**Task objective:** Each entry below should be retyped exactly as given.

**Dataset records:**
PR #111, opened 2024-02-25
Add matrix for testing

cre8:
adding the matrix testing approach allows us to test it for different versions

### DIFF
--- a/.github/workflows/build-test-publish-on-push-cached.yaml
+++ b/.github/workflows/build-test-publish-on-push-cached.yaml
@@ -43,7 +43,7 @@ jobs:
     runs-on: ubuntu-latest
     strategy:
       matrix:
-        node-version: ['18.x', '20.x', 'stable']
+        node-version: ['16.x', '18.x', '20.x']
     steps:
       - uses: pnpm/action-setup@v3
         with:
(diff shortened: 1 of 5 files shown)


berendsliedrecht (approved):

cre8:
@lukasjhan you are correct, it seems that version 18 is and lower is not supported. At this point we have to decide:
- should the crypto-node package include native support with a higher version number
- should it be able to use them with lower support but with the help of external libraries

I haven't looked if we can implement the whole crypto-node stuff without the subtle. Code reusage is not possible then, but on the other hand the amount of functions is small that need to be implemented

cre8:
So the good news is that the node code is working fine in nodejs v16 18 and 20 :)

But I needed to outcomment the browser test since these tests seem not to be performed as a browser test, but a node test and therefore the tests failed since node subtle is not supported with all requirements.

We should try to find a solution for the browser tests to get them up and running again before merging this

cre8:
Found a good solution:
according to this issue `jsdom` is not supporting webcrypto, therefore the tests fail for node 16 and 18. For some reasons it's possible to call it in node 20, so I added a condition that the browser tests are only run in the matrix test when it's executed with at least 20.
Since we are only using the coverage of v20, we get the full coverage support for this. Since we do not have any version specific conditions like "only run this code when you are using v16, otherwise use this".

So we can also make sure the whole code base is running on node 16. I didn't check lower since from my point of view support 3 LTS versions should be enough.

lukasjhan:
3 TLS looks good :)

Issue #112, opened 2024-02-26
Add protection rule for next branch


cre8:
Like the main branch someone should not be possible to directly push to the next branch since this bypasses the review process

PR #113, opened 2024-02-26
Set protection rules for main and next

cre8:
Closes: #112


lukasjhan (approved):
Looks good!

PR #116, opened 2024-02-27
doc: add online debugger

lukasjhan:
I added [online debugger](https://sdjwt.co) in https://sdjwt.js.org


berendsliedrecht (approved):

cre8:
@lukasjhan I would also mention it in the root readme since this is a good tool for validation

lukasjhan:
> @lukasjhan I would also mention it in the root readme since this is a good tool for validation

Oh That is good idea! I added it to root README :) @cre8

cre8 (approved):
LGTM

PR #118, opened 2024-02-27
doc: fix installation command

lukasjhan:
I fixed the installation command in https://sdjwt.js.org.
It was out-dated.


cre8:
Depending on the conversation in the other PR we need the users to use `@sd-jwt/sd-jwt-vc` instead of the core package.

After we decided how to merge the other PR, I would then merge this one

lukasjhan:
> Depending on the conversation in the other PR we need the users to use `@sd-jwt/sd-jwt-vc` instead of the core package. And then we also need to update it maybe on other places.
> 
> After we decided how to merge the other PR, I would then merge this one

Okay That sounds good. :)

PR #119, opened 2024-02-27
doc: update github page when next branch updated

lukasjhan:
I update the github page deploy action target branch
Our page will be updated with PR to next branch.

### DIFF
--- a/.github/workflows/static.yml
+++ b/.github/workflows/static.yml
@@ -4,7 +4,7 @@ name: Deploy static content to Pages
 on:
   # Runs on pushes targeting the default branch
   push:
-    branches: ["main"]
+    branches: ['next']
 
   # Allows you to run this workflow manually from the Actions tab
   workflow_dispatch:


cre8:
The github page should be focused on the changes that are deployed to "main" aka latest. Otherwise people are confused when the run `npm i @sd-jwt/core` and don't see a feature that is listed on the github page,

Possible solution: generate a github page for the next and main branch. This could be more difficult, so to keep it simple I prefer to stay with the "next" / current approach.

lukasjhan:
> The github page should be focused on the changes that are deployed to "main" aka latest. Otherwise people are confused when the run `npm i @sd-jwt/core` and don't see a feature that is listed on the github page,
> 
> Possible solution: generate a github page for the next and main branch. This could be more difficult, so to keep it simple I prefer to stay with the "next" / current approach.

That is a good point. People can be confused when they check the working in progress stuff. And managing two version of page is too heavy. Let's just keep the current approach. I'll close the PR

PR #120, opened 2024-02-28
feat: fixing exclude _sd_alg when no disclosure

lukasjhan:
I always set `_sd_alg` in payload even if there is no disclosure. But I think it's better not to include when there is nothing.
I guess it's more complaint.

> When used, this claim MUST appear at the top level of the SD-JWT payload.

> The payload MAY contain the _sd_alg key described in [Section 5.1.1](https://www.ietf.org/archive/id/draft-ietf-oauth-selective-disclosure-jwt-07.html#hash_function_claim).

### DIFF
--- a/packages/core/src/index.ts
+++ b/packages/core/src/index.ts
@@ -100,7 +100,7 @@ export class SDJwtInstance {
       header,
       payload: {
         ...packedClaims,
-        _sd_alg: hashAlg,
+        _sd_alg: disclosureFrame ? hashAlg : undefined,
       },
     });
     await this.SignJwt(jwt);


cre8:
I reached out to the authors since the paragraph is confusing.

"If the _sd_alg claim is not present at the top level, a default value of sha-256 MUST be used."

I understand that the _sd_alg needs only be included in case I want to use a other algorithm than _sd_alg

lukasjhan:
> I reached out to the authors since the paragraph is confusing.
> 
> "If the _sd_alg claim is not present at the top level, a default value of sha-256 MUST be used."
> 
> I understand that the _sd_alg needs only be included in case I want to use a other algorithm than _sd_alg

FYI: @berendsliedrecht 's implementation doesn't have `_sd_alg` when there is no disclosure.

hmm... I thought that is for backward compatibility. I think excluding `_sd_alg` when using sha-256,  It can be good. It's more compact

cre8:
> > I reached out to the authors since the paragraph is confusing.
> > "If the _sd_alg claim is not present at the top level, a default value of sha-256 MUST be used."
> > I understand that the _sd_alg needs only be included in case I want to use a other algorithm than _sd_alg
> 
> FYI: @berendsliedrecht 's implementation doesn't have `_sd_alg` when there is no disclosure.
> 
> hmm... I thought that is for backward compatibility. I think excluding `_sd_alg` when using sha-256, It can be good. It's more compact

Your change is not violating the spec. And the small amount of chars in the JWT will have no negative effect. So from my point we can merge this and move on :)

cre8 (approved):

berendsliedrecht:
I did not include it, because when I started to implement on a lower draft version it basically stated that when no selectively disclosable items are included, it should be treated as a normal JWT. However, I think the point more is for verification as @cre8 mentioned, if it is not included assume sha2-256, but it does not always have to be set by default to sha2-256. If that makes sense.

PR #122, opened 2024-02-28
Make sdjwt instance non abstract

cre8:
As discussed in #114 the sdjwtinstance should be non abstract to allow people to use it on its own.

I included the `validateReservedFields` function that will return nothing in the sdjwtinstance, but can be implemented in extended classes like `sdjwtvcinstance`. Doing so, we don't have to override the while isse function

### DIFF
--- a/packages/core/README.md
+++ b/packages/core/README.md
@@ -32,7 +32,8 @@ Ensure you have Node.js installed as a prerequisite.
 
 ### Usage
 
-This library can not be used on it's own, it is a dependency for other implementations like `@sd-jwt/sd-jwt-vc`.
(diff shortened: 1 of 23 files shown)


packages/core/README.md
```diff
@@ -32,7 +32,8 @@ Ensure you have Node.js installed as a prerequisite.
 
 ### Usage
 
-This library can not be used on it's own, it is a dependency for other implementations like `@sd-jwt/sd-jwt-vc`.
+The library can be used to create sd-jwt based credentials. To be compliant with the  `sd-jwt-vc` standard, you can use the `@sd-jwt/sd-jwt-vc` that is implementing this spec.
+If you want to use the pure sd-jwt class or implement your own sd-jwt credential approach, you can use this library.
```
lukasjhan, line 36: Good. I'll change the package name in #118

lukasjhan (approved):
It looks good to me :)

**Worked solution:**
PR #111, opened 2024-02-25
Add matrix for testing

cre8:
adding the matrix testing approach allows us to test it for different versions

### DIFF
--- a/.github/workflows/build-test-publish-on-push-cached.yaml
+++ b/.github/workflows/build-test-publish-on-push-cached.yaml
@@ -43,7 +43,7 @@ jobs:
     runs-on: ubuntu-latest
     strategy:
       matrix:
-        node-version: ['18.x', '20.x', 'stable']
+        node-version: ['16.x', '18.x', '20.x']
     steps:
       - uses: pnpm/action-setup@v3
         with:
(diff shortened: 1 of 5 files shown)


berendsliedrecht (approved):

cre8:
@lukasjhan you are correct, it seems that version 18 is and lower is not supported. At this point we have to decide:
- should the crypto-node package include native support with a higher version number
- should it be able to use them with lower support but with the help of external libraries

I haven't looked if we can implement the whole crypto-node stuff without the subtle. Code reusage is not possible then, but on the other hand the amount of functions is small that need to be implemented

cre8:
So the good news is that the node code is working fine in nodejs v16 18 and 20 :)

But I needed to outcomment the browser test since these tests seem not to be performed as a browser test, but a node test and therefore the tests failed since node subtle is not supported with all requirements.

We should try to find a solution for the browser tests to get them up and running again before merging this

cre8:
Found a good solution:
according to this issue `jsdom` is not supporting webcrypto, therefore the tests fail for node 16 and 18. For some reasons it's possible to call it in node 20, so I added a condition that the browser tests are only run in the matrix test when it's executed with at least 20.
Since we are only using the coverage of v20, we get the full coverage support for this. Since we do not have any version specific conditions like "only run this code when you are using v16, otherwise use this".

So we can also make sure the whole code base is running on node 16. I didn't check lower since from my point of view support 3 LTS versions should be enough.

lukasjhan:
3 TLS looks good :)

Issue #112, opened 2024-02-26
Add protection rule for next branch


cre8:
Like the main branch someone should not be possible to directly push to the next branch since this bypasses the review process

PR #113, opened 2024-02-26
Set protection rules for main and next

cre8:
Closes: #112


lukasjhan (approved):
Looks good!

PR #116, opened 2024-02-27
doc: add online debugger

lukasjhan:
I added [online debugger](https://sdjwt.co) in https://sdjwt.js.org


berendsliedrecht (approved):

cre8:
@lukasjhan I would also mention it in the root readme since this is a good tool for validation

lukasjhan:
> @lukasjhan I would also mention it in the root readme since this is a good tool for validation

Oh That is good idea! I added it to root README :) @cre8

cre8 (approved):
LGTM

PR #118, opened 2024-02-27
doc: fix installation command

lukasjhan:
I fixed the installation command in https://sdjwt.js.org.
It was out-dated.


cre8:
Depending on the conversation in the other PR we need the users to use `@sd-jwt/sd-jwt-vc` instead of the core package.

After we decided how to merge the other PR, I would then merge this one

lukasjhan:
> Depending on the conversation in the other PR we need the users to use `@sd-jwt/sd-jwt-vc` instead of the core package. And then we also need to update it maybe on other places.
> 
> After we decided how to merge the other PR, I would then merge this one

Okay That sounds good. :)

PR #119, opened 2024-02-27
doc: update github page when next branch updated

lukasjhan:
I update the github page deploy action target branch
Our page will be updated with PR to next branch.

### DIFF
--- a/.github/workflows/static.yml
+++ b/.github/workflows/static.yml
@@ -4,7 +4,7 @@ name: Deploy static content to Pages
 on:
   # Runs on pushes targeting the default branch
   push:
-    branches: ["main"]
+    branches: ['next']
 
   # Allows you to run this workflow manually from the Actions tab
   workflow_dispatch:


cre8:
The github page should be focused on the changes that are deployed to "main" aka latest. Otherwise people are confused when the run `npm i @sd-jwt/core` and don't see a feature that is listed on the github page,

Possible solution: generate a github page for the next and main branch. This could be more difficult, so to keep it simple I prefer to stay with the "next" / current approach.

lukasjhan:
> The github page should be focused on the changes that are deployed to "main" aka latest. Otherwise people are confused when the run `npm i @sd-jwt/core` and don't see a feature that is listed on the github page,
> 
> Possible solution: generate a github page for the next and main branch. This could be more difficult, so to keep it simple I prefer to stay with the "next" / current approach.

That is a good point. People can be confused when they check the working in progress stuff. And managing two version of page is too heavy. Let's just keep the current approach. I'll close the PR

PR #120, opened 2024-02-28
feat: fixing exclude _sd_alg when no disclosure

lukasjhan:
I always set `_sd_alg` in payload even if there is no disclosure. But I think it's better not to include when there is nothing.
I guess it's more complaint.

> When used, this claim MUST appear at the top level of the SD-JWT payload.

> The payload MAY contain the _sd_alg key described in [Section 5.1.1](https://www.ietf.org/archive/id/draft-ietf-oauth-selective-disclosure-jwt-07.html#hash_function_claim).

### DIFF
--- a/packages/core/src/index.ts
+++ b/packages/core/src/index.ts
@@ -100,7 +100,7 @@ export class SDJwtInstance {
       header,
       payload: {
         ...packedClaims,
-        _sd_alg: hashAlg,
+        _sd_alg: disclosureFrame ? hashAlg : undefined,
       },
     });
     await this.SignJwt(jwt);


cre8:
I reached out to the authors since the paragraph is confusing.

"If the _sd_alg claim is not present at the top level, a default value of sha-256 MUST be used."

I understand that the _sd_alg needs only be included in case I want to use a other algorithm than _sd_alg

lukasjhan:
> I reached out to the authors since the paragraph is confusing.
> 
> "If the _sd_alg claim is not present at the top level, a default value of sha-256 MUST be used."
> 
> I understand that the _sd_alg needs only be included in case I want to use a other algorithm than _sd_alg

FYI: @berendsliedrecht 's implementation doesn't have `_sd_alg` when there is no disclosure.

hmm... I thought that is for backward compatibility. I think excluding `_sd_alg` when using sha-256,  It can be good. It's more compact

cre8:
> > I reached out to the authors since the paragraph is confusing.
> > "If the _sd_alg claim is not present at the top level, a default value of sha-256 MUST be used."
> > I understand that the _sd_alg needs only be included in case I want to use a other algorithm than _sd_alg
> 
> FYI: @berendsliedrecht 's implementation doesn't have `_sd_alg` when there is no disclosure.
> 
> hmm... I thought that is for backward compatibility. I think excluding `_sd_alg` when using sha-256, It can be good. It's more compact

Your change is not violating the spec. And the small amount of chars in the JWT will have no negative effect. So from my point we can merge this and move on :)

cre8 (approved):

berendsliedrecht:
I did not include it, because when I started to implement on a lower draft version it basically stated that when no selectively disclosable items are included, it should be treated as a normal JWT. However, I think the point more is for verification as @cre8 mentioned, if it is not included assume sha2-256, but it does not always have to be set by default to sha2-256. If that makes sense.

PR #122, opened 2024-02-28
Make sdjwt instance non abstract

cre8:
As discussed in #114 the sdjwtinstance should be non abstract to allow people to use it on its own.

I included the `validateReservedFields` function that will return nothing in the sdjwtinstance, but can be implemented in extended classes like `sdjwtvcinstance`. Doing so, we don't have to override the while isse function

### DIFF
--- a/packages/core/README.md
+++ b/packages/core/README.md
@@ -32,7 +32,8 @@ Ensure you have Node.js installed as a prerequisite.
 
 ### Usage
 
-This library can not be used on it's own, it is a dependency for other implementations like `@sd-jwt/sd-jwt-vc`.
(diff shortened: 1 of 23 files shown)


packages/core/README.md
```diff
@@ -32,7 +32,8 @@ Ensure you have Node.js installed as a prerequisite.
 
 ### Usage
 
-This library can not be used on it's own, it is a dependency for other implementations like `@sd-jwt/sd-jwt-vc`.
+The library can be used to create sd-jwt based credentials. To be compliant with the  `sd-jwt-vc` standard, you can use the `@sd-jwt/sd-jwt-vc` that is implementing this spec.
+If you want to use the pure sd-jwt class or implement your own sd-jwt credential approach, you can use this library.
```
lukasjhan, line 36: Good. I'll change the package name in #118

lukasjhan (approved):
It looks good to me :)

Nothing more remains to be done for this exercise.